Until recently, there weren’t comprehensive manufacturer battery programs for recycling e-bike batteries. In late 2021, PeopleforBikes joined forces with Call2Recycle and launched an industry-wide bicycle battery recycling program. Through this voluntary program, battery manufacturers track each product sold and pay a per-battery fee to Call2Recycle. This helps Call2Recycle cover recycling costs, including materials, containers, and shipping.
Under this program, if your battery is damaged or reaches the end of its useful life, you can take it to a participating retail store. From there, it’s shipped to a Call2Recycle partner.
There are more than 1,800 in-person retail drop-off locations in the United States. You can also visit Call2Recycle’s website to learn which manufacturers and brand owners are involved in the program.
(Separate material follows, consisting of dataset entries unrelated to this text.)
Issue #2095, opened 2020-01-31
Speed up key lookup in GroupedDataFrame


bkamins:
When https://github.com/JuliaData/DataFrames.jl/pull/2046 is merged I think we should redesign https://github.com/JuliaData/DataFrames.jl/pull/2046/files#diff-6349421a054bb7e74b7f27ae86304cbaR275 (but I did not want to postpone merging of that PR).

What I mean is that on the first call to this function (or maybe even earlier when we call `compute_indices`) we should build a dictionary from `Tuples` to integer indices in a `GroupedDataFrame`. Then the lookup of Tuple would be very fast if done repeatedly.

If we did this we could actually say that the way to add an index to a `DataFrame`, which people very often ask for, is to simply run `groupby` on it. Then you would have a very fast lookup of the index which is a common operation.

@nalimilan - do you have any thoughts about it (i.e. if we want it - as it would eat up some memory + what would be the best way to implement it - that is: at what moment it would be best to populate such a dictionary)?

nalimilan:
Yes that linear search is really bad for performance.

Actually we already have a hash table structure: the `gslots` vector returned by `row_group_slots` allows mapping a hash to the index of the first row in the group, and the `groups` vector allows getting the index of the group corresponding to that row.

But currently we don't store it in `GroupedDataFrame` as it's not used. Keeping that information would only use a significant amount of memory when the number of groups is large, so maybe that's OK. We could add an option to discard it.

bkamins:
> Actually we already have a hash table structure

This is what I thought 😄 (judging by the logic of what we do), but I just do not have enough experience with this part of code base to be sure how exactly this can be achieved.

> We could add an option to discard it.

This is exactly what I thought. If someone uses `by` we do not need to store them as `GroupedDataFrame` gets discarded anyway immediately.

Summing up: do you have time to make a PR for this? (if not - I can have a look). Thank you!

nalimilan:
One subtlety I hadn't spotted is that we have specialized methods for categorical and pooled arrays, which doesn't create the hash table. And creating it would be quite wasteful when it's not used. So we should probably do the same as for group indices: set it to `nothing`, and only create it on first access.

I probably won't have the time soon, so go ahead.

bkamins:
Agreed, but only in case hash table is not created (if hash table is created then I understand it is best to create the mapping immediately). Right?

nalimilan:
[...]

PR #2132, opened 2020-02-26
use Dict{Any,Int} to speed up GroupDataFrame lookup

bkamins:
Fixes https://github.com/JuliaData/DataFrames.jl/issues/2095.

I used `Dict{Any, Int}` interface which is fast enough I think. In the future this can be improved as @nalimilan noted, but already we have huge performance gains here and the end-result makes `GroupedDataFrame` practically usable as an indexed `DataFrame`.

### DIFF
--- a/src/groupeddataframe/groupeddataframe.jl
+++ b/src/groupeddataframe/groupeddataframe.jl
@@ -172,13 +172,14 @@ function Base.getindex(gd::GroupedDataFrame, idxs::AbstractVector{<:Integer})
         end
     end
     GroupedDataFrame(gd.parent, gd.cols, new_groups, gd.idx,
-                     new_starts, new_ends, length(new_starts))
+                     new_starts, new_ends, length(new_starts), nothing)
 end
 
 # Index with colon (creates copy)
 Base.getindex(gd::GroupedDataFrame, idxs::Colon) =
-    GroupedDataFrame(gd.parent, gd.cols, gd.groups, gd.idx,
-                     gd.starts, gd.ends, gd.ngroups)
+    GroupedDataFrame(gd.parent, gd.cols, gd.groups, getfield(gd, :idx),
+                     getfield(gd, :starts), getfield(gd, :ends), gd.ngroups,
+                     getfield(gd, :keymap))
 
 
 #
--- a/src/groupeddataframe/groupeddataframe.jl
+++ b/src/groupeddataframe/groupeddataframe.jl
@@ -22,10 +22,10 @@ mutable struct GroupedDataFrame{T<:AbstractDataFrame}
 end
 
 function genkeymap(gd, cols)
-# currently we use Dict{Any,Int} because then filed :keymap in GroupedDataFrame has a concrete
-# type which makes the access to it faster as we do not have a dynamic dispatch when indexing
-# into it. In the future an optimization of this approach can be investigated
-# (also taking compilation time into account).
+    # currently we use Dict{Any,Int} because then filed :keymap in GroupedDataFrame
+    # has a concrete type which makes the access to it faster as we do not have a dynamic
+    # dispatch when indexing into it. In the future an optimization of this approach
+    # can be investigated (also taking compilation time into account).
     d = Dict{Any,Int}()
     gdidx = gd.idx
     sizehint!(d, length(gd.starts))
--- a/src/groupeddataframe/groupeddataframe.jl
+++ b/src/groupeddataframe/groupeddataframe.jl
@@ -22,6 +22,10 @@ mutable struct GroupedDataFrame{T<:AbstractDataFrame}
 end
 
 function genkeymap(gd, cols)
+# currently we use Dict{Any,Int} because then filed :keymap in GroupedDataFrame has a concrete
+# type which makes the access to it faster as we do not have a dynamic dispatch when indexing
+# into it. In the future an optimization of this approach can be investigated
+# (also taking compilation time into account).
     d = Dict{Any,Int}()
     gdidx = gd.idx
     sizehint!(d, length(gd.starts))
--- a/src/groupeddataframe/groupeddataframe.jl
+++ b/src/groupeddataframe/groupeddataframe.jl
@@ -41,6 +41,7 @@ function Base.getproperty(gd::GroupedDataFrame, f::Symbol)
         if getfield(gd, f) === nothing
             gd.keymap = genkeymap(gd, ntuple(i -> parent(gd)[!, gd.cols[i]], length(gd.cols)))
         end
+        return getfield(gd, f)::Dict{Any,Int}
     else
         return getfield(gd, f)
     end
--- a/src/groupeddataframe/groupeddataframe.jl
+++ b/src/groupeddataframe/groupeddataframe.jl
@@ -22,7 +22,7 @@ mutable struct GroupedDataFrame{T<:AbstractDataFrame}
 end
 
 function genkeymap(gd, cols)
-    # currently we use Dict{Any,Int} because then filed :keymap in GroupedDataFrame
+    # currently we use Dict{Any,Int} because then field :keymap in GroupedDataFrame
     # has a concrete type which makes the access to it faster as we do not have a dynamic
     # dispatch when indexing into it. In the future an optimization of this approach
     # can be investigated (also taking compilation time into account).
--- a/src/groupeddataframe/groupeddataframe.jl
+++ b/src/groupeddataframe/groupeddataframe.jl
@@ -12,12 +12,22 @@ Not meant to be constructed directly, see `groupby`.
 """
 mutable struct GroupedDataFrame{T<:AbstractDataFrame}
     parent::T
-    cols::Vector{Int}                  # columns used for grouping
-    groups::Vector{Int}                # group indices for each row in 0:ngroups, 0 skipped
-    idx::Union{Vector{Int},Nothing}    # indexing vector sorting rows into groups
-    starts::Union{Vector{Int},Nothing} # starts of groups after permutation by idx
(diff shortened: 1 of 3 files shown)


src/groupeddataframe/groupeddataframe.jl
```diff
@@ -158,13 +173,14 @@ function Base.getindex(gd::GroupedDataFrame, idxs::AbstractVector{<:Integer})
...
     GroupedDataFrame(gd.parent, gd.cols, new_groups, gd.idx,
-                     new_starts, new_ends, length(new_starts))
+                     new_starts, new_ends, length(new_starts), nothing)
 end
 
 # Index with colon (creates copy)
 Base.getindex(gd::GroupedDataFrame, idxs::Colon) =
-    GroupedDataFrame(gd.parent, gd.cols, gd.groups, gd.idx,
-                     gd.starts, gd.ends, gd.ngroups)
+    GroupedDataFrame(gd.parent, gd.cols, gd.groups, getfield(gd, :idx),
```
bkamins: @nalimilan - this is partially not related to this PR, but I introduce `getfield` instead of `getpropery` to avoid materializing indices when not needed. I assume this is what we want, right?.

src/groupeddataframe/groupeddataframe.jl
```diff
@@ -12,12 +12,22 @@ Not meant to be constructed directly, see `groupby`.
...
+    starts::Union{Vector{Int},Nothing}   # starts of groups after permutation by idx
+    ends::Union{Vector{Int},Nothing}     # ends of groups after permutation by idx
+    ngroups::Int                         # number of groups
+    keymap::Union{Dict{Any,Int},Nothing} # mapping of key tuples to group indices
+end
+
+function genkeymap(gd, cols)
+    d = Dict{Any,Int}()
+    sizehint!(d, length(gd.starts))
+    for (i, s) in enumerate(gd.starts)
```
nalimilan: I guess this wouldn't hurt?
```suggestion
    @inbounds for (i, s) in enumerate(gd.starts)
```

src/groupeddataframe/groupeddataframe.jl
```diff
@@ -27,6 +37,11 @@ function Base.getproperty(gd::GroupedDataFrame, f::Symbol)
             gd.idx, gd.starts, gd.ends = compute_indices(gd.groups, gd.ngroups)
         end
         return getfield(gd, f)::Vector{Int}
+    elseif f == :keymap
```
nalimilan:
```suggestion
    elseif f === :keymap
```

src/groupeddataframe/groupeddataframe.jl
```diff
@@ -27,6 +37,11 @@ function Base.getproperty(gd::GroupedDataFrame, f::Symbol)
...
+        if getfield(gd, f) === nothing
```
nalimilan: Just for consistency with other fields:
```suggestion
        # Keymap is computed lazily the first time it is accessed
        if getfield(gd, f) === nothing
```

nalimilan: Just for consistency with other fields:
```suggestion
        # Keymap is computed lazily the first time it is accessed
        if getfield(gd, f) === nothing
```

bkamins: duplicate

bkamins:
In your proposed change `@inbounds` should be OK so I have applied it. The only downside is that we will silently populate garbage in `d` if `parent(gd)` was mutated after `gd.starts` was created. The performance gain will be low (as `keymap` stores keys in `Any`).

So: I have applied your suggestion, but if you find that what I have written above is convincing I will remove `@inbounds` - so please let me know what you think. Thank you!

Regarding the size of the change - this is exactly why I wanted `Dict{Any, Int}` - the PR is small and rather simple, and probably in 90% of cases is near optimal, and we have many different things to finish. Further optimizations can be done post 1.0.

bkamins:
I have made a bad bug with indexing using `starts` and not using `idx` in this PR 😢. I will fix it in the evening (and it is not good that current tests did not catch this - which means that they have to be significantly improved, as they make assumptions that the data frames that are grouped have some special structure - as usual - I will go for my favorite randomized tests to make sure we do not make any such assumptions in the testcases 😄).

nalimilan:
> In your proposed change `@inbounds` should be OK so I have applied it. The only downside is that we will silently populate garbage in `d` if `parent(gd)` was mutated after `gd.starts` was created. The performance gain will be low (as `keymap` stores keys in `Any`).
> 
> So: I have applied your suggestion, but if you find that what I have written above is convincing I will remove `@inbounds` - so please let me know what you think. Thank you!

If the performance gain is small then yes, maybe better not use `@inbounds`.

> I have made a bad bug with indexing using `starts` and not using `idx` in this PR cry. I will fix it in the evening (and it is not good that current tests did not catch this - which means that they have to be significantly improved, as they make assumptions that the data frames that are grouped have some special structure - as usual - I will go for my favorite randomized tests to make sure we do not make any such assumptions in the testcases smile).

Woops. Does that mean the tests use only one row per group? That's indeed quite restrictive.

bkamins:
Regarding timing of `@inbounds` the difference is minimal, so I will remove it.
For 1,000,000 groups this is timing with `@inbounds`:
```
BenchmarkTools.Trial: 
  memory estimate:  132.68 MiB
  allocs estimate:  3375484
  --------------
  minimum time:     481.781 ms (0.00% GC)
  median time:      590.817 ms (21.87% GC)
  mean time:        601.083 ms (21.64% GC)
  maximum time:     693.690 ms (31.86% GC)
  --------------
  samples:          9
  evals/sample:     1
```
and this is without it:
```
BenchmarkTools.Trial: 
  memory estimate:  132.68 MiB
  allocs estimate:  3375484
  --------------
  minimum time:     477.255 ms (0.00% GC)
  median time:      584.295 ms (21.89% GC)
  mean time:        593.354 ms (21.69% GC)
  maximum time:     684.765 ms (31.66% GC)
  --------------
  samples:          9
  evals/sample:     1
```
so it is around 1%.

test/grouping.jl
```diff
@@ -1478,29 +1478,35 @@ end
...
-        @test gd[Array{Any}(a)] ≅ gd2
-
-        # Duplicate keys
-        a2 = converter.(keys(gd)[[1, 2, 1]])
-        @test_throws ArgumentError gd[a2]
+    df_ref = DataFrame(a = repeat([:A, :B, missing], outer=4),
+                       b = repeat(1:2, inner=6), c = 1:12)
+    Random.seed!(1234)
+    for df in [df_ref, df_ref[randperm(nrow(df_ref)), :]], grpcols = [[:a, :b], :a, :b],
+              dosort in [true, false], doskipmissing in [true, false]
```
```suggestion
               dosort in [true, false], doskipmissing in [true, false]
```

test/grouping.jl
```diff
@@ -1478,29 +1478,35 @@ end
...
-        @test gd[Array{Any}(a)] ≅ gd2
-
-        # Duplicate keys
-        a2 = converter.(keys(gd)[[1, 2, 1]])
-        @test_throws ArgumentError gd[a2]
+    df_ref = DataFrame(a = repeat([:A, :B, missing], outer=4),
+                       b = repeat(1:2, inner=6), c = 1:12)
+    Random.seed!(1234)
+    for df in [df_ref, df_ref[randperm(nrow(df_ref)), :]], grpcols = [[:a, :b], :a, :b],
+               dosort in [true, false], doskipmissing in [true, false]
```
bkamins:
```suggestion
        dosort in [true, false], doskipmissing in [true, false]
```

src/groupeddataframe/groupeddataframe.jl
```diff
@@ -12,12 +12,23 @@ Not meant to be constructed directly, see `groupby`.
...
+    cols::Vector{Int}                    # columns used for grouping
+    groups::Vector{Int}                  # group indices for each row in 0:ngroups, 0 skipped
+    idx::Union{Vector{Int},Nothing}      # indexing vector sorting rows into groups
+    starts::Union{Vector{Int},Nothing}   # starts of groups after permutation by idx
+    ends::Union{Vector{Int},Nothing}     # ends of groups after permutation by idx
+    ngroups::Int                         # number of groups
+    keymap::Union{Dict{Any,Int},Nothing} # mapping of key tuples to group indices
+end
+
+function genkeymap(gd, cols)
```
bkamins:
```suggestion
function genkeymap(gd, cols)
# currently we use Dict{Any,Int} because then filed :keymap in GroupedDataFrame has a concrete
# type which makes the access to it faster as we do not have a dynamic dispatch when indexing
# into it. In the future an optimization of this approach can be investigated
# (also taking compilation time into account).
```

src/groupeddataframe/groupeddataframe.jl
```diff
@@ -12,12 +12,22 @@ Not meant to be constructed directly, see `groupby`.
...
+    d = Dict{Any,Int}()
```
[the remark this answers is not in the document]
bkamins: added

src/groupeddataframe/groupeddataframe.jl
```diff
@@ -22,10 +22,10 @@ mutable struct GroupedDataFrame{T<:AbstractDataFrame}
 end
 
 function genkeymap(gd, cols)
-# currently we use Dict{Any,Int} because then filed :keymap in GroupedDataFrame has a concrete
-# type which makes the access to it faster as we do not have a dynamic dispatch when indexing
-# into it. In the future an optimization of this approach can be investigated
-# (also taking compilation time into account).
+    # currently we use Dict{Any,Int} because then filed :keymap in GroupedDataFrame
```
nalimilan:
```suggestion
    # currently we use Dict{Any,Int} because then field :keymap in GroupedDataFrame
```

PR #2140, opened 2020-03-04
change ⍰ to ? when showing a DataFrame with missing eltype

### LINKED ISSUE #2139: ⍰ character in header output
I was wondering what the odd little character in the header output was:

Screenshot 2020-03-04 at 11 31 40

On a related topic, you might think that repairing your e-bike battery could give it a second life, while reducing the need for disposal. There are a couple of problems with this line of thought. First, Li-ion battery repair is difficult and unsafe. Second, repairing or opening the battery could void its warranty.
E-Bike Battery Maintenance
Proper care of your e-bike’s battery can extend its life. This means you use fewer batteries, meaning less worry about proper disposal. Best practices for battery maintenance include:
The right storage temperature
The ideal temperature for e-bike battery storage is between 40 degrees and 70 degrees Fahrenheit. This might be a little cool for most people, so room temperature is also acceptable. Leaving your battery exposed to hot temperatures can lead to capacity loss. At the other end of the thermometer spectrum, very cold conditions mean the battery’s electrolytes become dense, slowing the ions down and impacting performance.
Charging your battery to full capacity all the time might seem like a good idea. In reality, doing so can reduce the battery’s life, especially if you don’t use your machine within a day or two of charging. Generally a 60% to 80% ensures your e-bike is ready to go when you are. At the low end, it’s a good idea to keep the charge above 40%. Meanwhile, avoid charging 100% if you’re storing your e-bike for a long period.
Keeping it clean
Clean your battery regularly by wiping it down with a damp cloth and regularly greasing its terminals and connections. Also, keep other e-bike components clean. Riding your machine with a dirty chain or mud-clogged drivetrain means less efficiency and more juice from your battery.
Riding Toward Suitable E-Bike Riding
One benefit of electric bicycles is that they offer an eco-friendly substitute to the gas-consuming automobile. However, improper disposal of a dead or damaged battery can create many environmental problems. The best maintenance practices can extend e-bike battery life. And once that battery is no longer functional, responsible recycling keeps dangerous products out of landfills while potentially repurposing them for other uses.